Given information —
################

PR #296, opened 2023-01-27
[15.0][MIG] event_sale_reservation: Migration to 15.0

victoralmau:
Migration to 15.0

Please @pedrobaeza and  @chienandalu can you review it?

@Tecnativa TT41011


event_sale_reservation/tests/test_event_sale.py
```diff
@@ -99,7 +99,7 @@ def wizard_step_2(self, wizard1):
         # Get form from 2nd chained action
         action = multi_action["actions"][1]
         return Form(
-            self.env[action["res_model"]].with_context(action["context"]),
+            self.env[action["res_model"]].with_context(**action["context"]),
```
pedrobaeza, line 103: In this case it doesn't matter, as there's no previous context

event_sale_reservation/models/sale_order_line.py
```diff
@@ -28,5 +28,14 @@ class SaleOrderLine(models.Model):
     @api.depends("event_registration_ids")
     def _compute_event_registration_count(self):
         """Get count of related event registrations."""
+        items_data = self.env["event.registration"].read_group(
```
pedrobaeza: There's an ongoing debate about what is more performant lately, as the cache avoids to do constant queries to DB as the `read_group` does, but it also reads more data. If v17 contains the `read_group` option reading from cache, it will be clear. Meanwhile, I think you can leave it as it was for minimizing diff.

event_sale_reservation/views/product_template_view.xml
```diff
@@ -6,17 +6,18 @@
         <field name="name">Allow products that are event registrations</field>
         <field name="model">product.template</field>
         <field name="groups_id" eval="[(4, ref('event.group_event_user'))]" />
-        <field name="inherit_id" ref="event_sale.event_sale_product_template_form" />
+        <field name="inherit_id" ref="product.product_template_form_view" />
         <field name="arch" type="xml">
-            <field name="event_ok" position="attributes">
+            <field name="detailed_type" position="attributes">
```
pedrobaeza: Seeing this, for me it seems what you have to do is to add a new `detailed_type`: `event_reservation`, instead of all this stuff.

pedrobaeza (changes requested):

event_sale_reservation/tests/test_event_sale.py
victoralmau: This is only to avoid pre-commit error: "_Context overridden using dict. Better using kwargs..._"

victoralmau:
Changes done.

event_sale_reservation/readme/USAGE.rst
```diff
@@ -0,0 +1,58 @@
+To know how many reservations exist for a given event type:
+
+#. Go to *Events > Configuration > Event Categories* and pick or create one.
```
chienandalu:
```suggestion
#. Go to *Events > Configuration > Event Templates* and pick or create one.
```

event_sale_reservation/readme/USAGE.rst
```diff
@@ -0,0 +1,58 @@
...
+   that info from the sales order customer.
+#. After that's done, click on *Apply*.
+
+At this point, the sales order lines will be modified to include the ticket
+product instead of the reservation product, and the event reservations have
+been created, linked to those lines.
+
+If the ticket was free, the registrations are confirmed. Otherwise, they are
+kept as draft until an invoice is created for the sales order, and paid. But
+that is just upstream ``event_sale`` module in action.
```
chienandalu:
```suggestion
If the event is set to autoconfirmation, the registrations are confirmed., otherwise, they are
kept as draft until an invoice is created for the sales order, and paid. But
that is just upstream ``event_sale`` module in action.
```

chienandalu (approved):
Tested :+1: Just two readme suggestions:

event_sale_reservation/migrations/15.0.1.0.0/post-migration.py
```diff
@@ -0,0 +1,12 @@
...
+# License AGPL-3.0 or later (http://www.gnu.org/licenses/agpl).
+from openupgradelib import openupgrade
+
+
+@openupgrade.migrate()
+def migrate(env, version):
+    openupgrade.logged_query(
+        env.cr,
+        """UPDATE product_product SET detailed_type = 'event_reservation'
+        WHERE event_reservation_ok IS TRUE""",
```
pedrobaeza, line 11: Boolean, so no need to do an extra equal operation

```suggestion
        WHERE event_reservation_ok""",
```

pedrobaeza (approved):
/ocabot merge nobump

PR #301, opened 2025-03-31
Added support for audio-preview models, including updates to query pa…

rkvanadea:
Added support for audio-preview models, including updates to query parameters, message parameters, and audio delta.

## What

Add support for gpt-4o-audio-preview model in https://api.openai.com/v1/chat/completions. This allow send and receive audio data directly from model. 

## Why

Good alternative to STT->CHAT COMPLETIONS->TTS or Realtime API.

## Affected Areas

Add model, audio delta, user and assistant messages params.


nezhyborets (approved):
Great, thanks 🤩

PR #303, opened 2025-03-31
Audio stream fix.

rkvanadea:
## What

Added "gpt-4o-mini-audio-preview".
Fix "expiresAt" parameter of audio delta.
Fix StreamingSession onComplete calling - onComplete called before all chunks produced.

## Why

"expiresAt" is timestamp and not String.
Especially for audio chunks chat stream continuation finished before last chunks was yield. urlSession didCompleteWithError func called before last chunks or chunk is parsed by interpreter.

## Affected Areas

GPT models, ChatStreamResult, chat streaming helpers.


nezhyborets (approved):

nezhyborets:
@rkvanadea thanks for the PR. The issue was in the order of execution. Adjusted the code a bit and wrote a test

nezhyborets:
@rkvanadea please let me know if it works for you, you'd have to use `main` instead of a version to try it out

nezhyborets:
@rkvanadea nevermind, I found another issue with it, will be another PR

PR #279, opened 2025-03-07
feat:Support reasoningContent in StreamResult

LimChihi:
## What

Add `reasoningContent` to `ChatStreamResult.Choice.ChoiceDelta`

## Why

Support for the DeepSeek-R1 reasoning content response.

#271 

https://api-docs.deepseek.com/guides/reasoning_model

## Affected Areas

Incremental modification, nil if no return

PR #311, opened 2025-04-03
Support `reasoning` in ChatStreamResult deltas

SplittyDev:
## What

Currently, streaming deltas only support the `reasoning_content` field. But providers such as OpenRouter (and possibly Gemini in OpenAI compatibility mode) use the `reasoning` field instead.

## Why

Support for the `reasoning` field is missing in streaming deltas.

- Support for `reasoning_content` in streaming deltas was added:
  #279
- Support for `reasoning` and `reasoning_content` in regular chat responses was added:
  #289

## Affected Areas

No breaking changes, just a new field in `ChatStreamResult.Choice.ChoiceDelta`.

### DIFF
--- a/Sources/OpenAI/Public/Models/ChatStreamResult.swift
+++ b/Sources/OpenAI/Public/Models/ChatStreamResult.swift
@@ -18,12 +18,25 @@ public struct ChatStreamResult: Codable, Equatable, Sendable {
             public let content: String?
             /// If the audio output modality is requested, this object contains data about the audio response from the model.
             public let audio: ChoiceDeltaAudio?
-            /// The reasoning content of the chunk message.
-            /// Only some model are supported, like DeepSeek-R1.
-            public let reasoningContent: String?
+
             /// The role of the author of this message.
             public let role: Self.Role?
             public let toolCalls: [Self.ChoiceDeltaToolCall]?
+
+            /// Value for `reasoning` field in response.
+            ///
+            /// Provided by:
+            /// - Gemini (in OpenAI compatibility mode)
+            ///   https://github.com/MacPaw/OpenAI/issues/283#issuecomment-2711396735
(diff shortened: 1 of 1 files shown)


SplittyDev:
I have a potential follow-up to this where `reasoning` and `reasoning_content` is unified to streamline the public API. See https://github.com/FiveSheepCo/OpenAI-OpenRouter/commit/46291316914510cac38b470281abc3a10cd8aa87

nezhyborets (approved):
🔥

nezhyborets:
As for combining the fields... I am a bit worries about the following case

Sometime ago I remember someone said that they kinda forward outputs from one model to another. Or they somehow combine the outputs. In this context, I worry that if we combine the fields, the simple decode/encode pair wouldn't work anymore, like:

```swift
let responseData: Data
let resultStruct = JSONDecoder().decode(SomeResultType.self)
let data = JSONEncoder().encode(resultStruct)
```

This could put a reasoning value under a wrong key

SplittyDev:
@nezhyborets I think that's not an issue with the way I am doing the unification in my branch.

I'm doing something like this:

```swift
// ...

internal let _reasoning: String?
internal let _reasoningContent: String?

/// Reasoning content.
public var reasoning: String? {
    _reasoning ?? _reasoningContent
}

// ...

public enum CodingKeys: String, CodingKey {
    // ...
    case _reasoning = "reasoning"
    case _reasoningContent = "reasoning_content"
    // ...
}
```

So the unification of the fields only happens in the public API. When re-encoding the struct, both the original `reasoning` as well as the original `reasoning_content` fields will be preserved.

nezhyborets:
I've been thinking about something like this, and it does seem like it would work! Would gladly make such an addition to the codebase of this repo

PR #312, opened 2025-04-03
Add `error` finish reason

SplittyDev:
## What

This PR adds an additional `error` finish reason.

## Why

Some inference providers, such as OpenRouter, include an `error` finish reason.

Docs: https://openrouter.ai/docs/api-reference/overview#finish-reason

## Affected Areas

`FinishReason`

### DIFF
--- a/Sources/OpenAI/Public/Models/ChatResult.swift
+++ b/Sources/OpenAI/Public/Models/ChatResult.swift
@@ -158,6 +158,7 @@ public struct ChatResult: Codable, Equatable, Sendable {
             case toolCalls = "tool_calls"
             case contentFilter = "content_filter"
             case functionCall = "function_call"
+            case error
         }
     }
 


SplittyDev:
Maybe the `finish_reason` should also contain an `unknown` variant to handle previous unhandled cases.

Looking at Google Cloud Generative AI docs, they have even more finish reasons, such as:
- `finish_reason_unspecified`
- `recitation`
- `spii`
- `prohibited_content`
- `safety`
- `blocklist`
- `other`

All of these would currently cause a `DecodingError/dataCorrupted` error to be thrown, and since every provider seems to be doing their own thing regarding finish reasons, they should probably be handled better.

nezhyborets (approved):

nezhyborets:
🤔🤔🤔
Yes, it would be probably easier to just add something like `.other(String)` because it seems like it would be too verbose to handle all the cases of all the providers, especially since just Google has so many of them. Do you think it's better to do as part of this PR or separately?

SplittyDev:
> 🤔🤔🤔 Yes, it would be probably easier to just add something like `.other(String)` because it seems like it would be too verbose to handle all the cases of all the providers, especially since just Google has so many of them. Do you think it's better to do as part of this PR or separately?

I'd probably rather do it separately. Probably a bit of discussion to be had there, because as far as I can tell, Google literally has "other" as a reason, so we might choose a unique name for the catch-all case. Not too sure about that yet, so if it's not a problem I'd like to merge this first, because it already solves the OpenRouter issue.

nezhyborets:
Sure, done, thanks!

PR #313, opened 2025-04-03
Unify `reasoning` and `reasoningContent` fields

SplittyDev:
This simplifies the API and hides an unnecessary implementation detail.

## What

This PR unifies the `reasoning` and `reasoning_content` fields into a single public `reasoning` getter.

The internal `reasoning` and `reasoningContent` fields are preserved for en- and decoding purposes, to preserve ABI-compatibility and ensure that re-encoding is lossless.

## Why

As discussed in https://github.com/MacPaw/OpenAI/pull/311#issuecomment-2775237198.
There is no reason to publicly expose both, as only one or neither of these fields will be set at a time.

## Affected Areas

`ChatResult`, `ChatStreamResult`


nezhyborets (approved):
Cool!

PR #314, opened 2025-04-04
Support dynamic json schema response format

dounan:
## What

Support a more flexible and dynamic way to define the `response_format.json_schema` parameter. This approach allows the user to also specify `description` and `strict`, as well as pass any `Encodable & Sendable` as the JSON schema itself.

## Why

This unlocks the ability for users to dynamically build up a JSON schema at runtime, vs having to define a `StructuredOutput` at compile time.

The user can choose to define their JSON schema using simple Dictionaries, or specify their JSON schema with a library like https://github.com/kevinhermawan/swift-json-schema.

## Affected Areas

ChatQuery

### DIFF
--- a/Sources/OpenAI/Public/Models/ChatQuery.swift
+++ b/Sources/OpenAI/Public/Models/ChatQuery.swift
@@ -1,6 +1,6 @@
 //
 //  ChatQuery.swift
-//  
+//
 //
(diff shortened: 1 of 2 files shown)


nezhyborets (approved):
Looks great and useful, thanks for the contribution!

PR #316, opened 2025-04-12
Rewrite the parser by more closely following spec

nezhyborets:
## What

Rewrite Server Sent Events parser

## Why

Our parser doesn't follow the spec closely which may lead to bugs like in the connected issue

## Affected Areas

Streaming Interpreter

### DIFF
--- a/Sources/OpenAI/Private/Streaming/ServerSentEventsStreamInterpreter.swift
+++ b/Sources/OpenAI/Private/Streaming/ServerSentEventsStreamInterpreter.swift
@@ -12,6 +12,7 @@ import Foundation
 ///
 /// - Note: This class is NOT thread safe. It is a caller's responsibility to call all the methods in a thread-safe manner.
 final class ServerSentEventsStreamInterpreter <ResultType: Codable & Sendable>: @unchecked Sendable, StreamInterpreter {
+    private let parser = ServerSentEventsStreamParser()
     private let streamingCompletionMarker = "[DONE]"
     private var previousChunkBuffer = ""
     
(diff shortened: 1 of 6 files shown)


nezhyborets:
@JackuXL could you try to switch package to this branch to see if it works for you?

JackuXL:
> @JackuXL could you try to switch package to this branch to see if it works for you?
> 
> 315-streaming-session-is-ended-before-any-output

I have tried, but it still does not work. The output is the same as before.

nezhyborets:
Omg, crazy. Thanks for trying. Will try to find how to configure Volcano on my side to reproduce

nezhyborets:
It could be very helpful if you'd put a breakpoint in StreamingSession and print the raw response data. It returns data so you'd have to print `String(data: data, encoding: .utf8)`. The response may come multiple times, the first one may be enough

nezhyborets:
On line 63 should work 

image

nezhyborets:
Is it the first and the only response in streaming session? If so, then there would basically be nothing to parse. I am not sure why a platform would respond in such a manner 🤔 interesting

nezhyborets:
Can you print the query?

JackuXL:
> Is it the first and the only response in streaming session? If so, then there would basically be nothing to parse. I am not sure why a platform would respond in such a manner 🤔 interesting 

The platform enables developers to bring websearch to any LLM, and use it through standard OpenAI API. 

Later I would try to stream using official OpenAI Python SDK and see if it could work.

nezhyborets:
It would be great, thanks!

JackuXL:
It seems that the latest version works, and the previous error is due to volcengine itself. Thanks!

nezhyborets:
Yay! Thanks for checking!

Krivoblotsky (approved):

nezhyborets:
Hi @JackuXL, it turned out that there had been multiple issues with the new parser. I've release the fixes in 0.4.1. So maybe it will work better for you too

JackuXL:
> Hi @JackuXL, it turned out that there had been multiple issues with the new parser. I've release the fixes in 0.4.1. So maybe it will work better for you too

Ok, thanks for the reminder!

PR #354, opened 2025-06-23
feat: generate latest Types based on latest openai openapi yaml

atom2ueki:
## What

re-generate Components.swift based on latest openai-openapi.yaml
https://app.stainless.com/api/spec/documented/openai/openapi.documented.yml

## Why

I will raise another PR adding mcp support later, just wants to separate the pr easier to review

## Affected Areas

Nothing affected, test cases pass

However, I found that test cases require iOS 16 but package.swift minimum support iOS 13, when I run test cases locally need to bump up the version to 16 first

## Extra

Now the main blocker to keep it up to date is the unstable openai yaml, their yaml file not always works well, buggy, maybe we can having a workflow help us automate maintain it, just need add `swift-openapi-generator` dependency at package.swift

### DIFF
--- a/Sources/OpenAI/Public/Schemas/Generated/Components.swift
+++ b/Sources/OpenAI/Public/Schemas/Generated/Components.swift
@@ -19,12 +19,18 @@ import struct Foundation.Date
 /**
  The code here is generated using OpenAPI document provided by OpenAI.
  
- # OpenAI OpenAPI commit: #
- 498c71dd Update openapi.yaml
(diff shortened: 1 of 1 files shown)


nezhyborets:
Hi @atom2ueki , as you gave me green flag to proceed, I've implemented all the new fields in Responses API, both streaming and not. Now in process of testing and debugging. I'm not sure we should do it in parallel. But we could take a look at your issue with testing in this PR. Could you push the change you make to run tests so that I could take a look?

PR #355, opened 2025-06-23
Update Responses API with new tools

### LINKED ISSUE #347: openai-openapi code generation issue
The maintenance of [openai-openapi](https://github.com/openai/openai-openapi) is not very active, and since we rely on openapi to generate code, many new features cannot be provided in a timely manner, such as image generation by gpt1, support for MCP, and so on, in the [Responses API](https://platform.openai.com/docs/api-reference/responses/create#responses-create-tools).

nezhyborets:
OpenAI introduced new tools like Image Generation, MCP etc. This PR implements that


atom2ueki:
@nezhyborets LGTM, my PR missing main MCPTool struct, closed
question: why we need keep those Edited Schemas, its a bit hard to maintain actually

nezhyborets:
They definitely are hard to support, and in this PR I got rid of one (I think). 

Today I've started to add comments above "Edited" types to explain the reason, because sometimes I forget why I did that.

But most of the time it's because some generated types would have a bad interface. I.e. it would be composed of other types, and the fields of those types would be "value1" "value2" etc. It's very far from user friendliness. But we also can't "prettify" all such types because then we would rewrite everything that is generated. 

I'm not sure yet how to be about it, I guess we'll figure out in the process. If you think some edited type can be removed because it doesn't provide much value - please let me know. I too would like to keep them to minimum

atom2ueki:
Thanks, I will go ahead implement MCP based on this

Krivoblotsky (approved):
Nice!

PR #356, opened 2025-06-25
Support OpenRouter models endpoint

SplittyDev:
## What

This PR makes the `/models` endpoint work with OpenRouter.

## Why

Unlike OpenAI, OpenRouter doesn't use the `object` and `owned_by` fields.

I've chosen to use reasonable defaults for `object` (i.e. `list` in `ModelsResult` and `model` in `ModelResult`), and an empty string for `owned_by`, since I don't think there's a better default for that one.

The `ModelsResult` and `ModelResult` structs themselves aren't changed, and this PR makes use of the existing `parsingOptions` mechanism to supply the default values.

## Affected Areas

- Decoding of `ModelsResult` and `ModelResult`, if relaxed parsing options are specified
- No breaking changes


nezhyborets (approved):
Great, thanks!

PR #377, opened 2025-08-13
Update LinkPreview.swift

mehmetbaykar:
**Fix Xcode 26.0 Swift Concurrency error** 

## What

* Refactor `LinkPreview` to use Swift Concurrency.
* Fetch metadata with `async/await` and set `LPLinkView.metadata` on the main actor:

  * `Task { @MainActor in uiView.metadata = try await fetchMetadata() }`
  * Introduce `fetchMetadata() async throws -> LPLinkMetadata`.

## Why

* In Xcode 26.0 with stricter concurrency checks, the previous completion-handler approach attempted to set `uiView.metadata` (a `@MainActor`-isolated property) from a `@Sendable`/background context, triggering:
  *“Main actor-isolated property 'metadata' cannot be mutated from a Sendable closure.”*
* Using `async/await` removes the sendable-closure issue and guarantees UI updates occur on the main actor, aligning with Swift 6 concurrency rules.

## Affected Areas

* `LinkPreview.swift` only.
* No behavioral change to the UI; thread-safety and compile-time correctness improved.
* Note: Requires async/await (iOS 15+/macOS 12+).

### DIFF
--- a/Demo/DemoChat/Sources/UI/Images/LinkPreview.swift
+++ b/Demo/DemoChat/Sources/UI/Images/LinkPreview.swift
@@ -18,16 +18,14 @@ struct LinkPreview: UIViewRepresentable {
     }
     
     func updateUIView(_ uiView: UIViewType, context: Context) {
-        LPMetadataProvider().startFetchingMetadata(for: previewURL) { metadata, error in
-            if let error = error {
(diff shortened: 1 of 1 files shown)


nezhyborets (approved):
Great, thanks!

################

Which lines above hold the string "rkvanadea"? Copy each of them.

Answer —
rkvanadea:
rkvanadea:
@rkvanadea thanks for the PR. The issue was in the order of execution. Adjusted the code a bit and wrote a test
@rkvanadea please let me know if it works for you, you'd have to use `main` instead of a version to try it out
@rkvanadea nevermind, I found another issue with it, will be another PR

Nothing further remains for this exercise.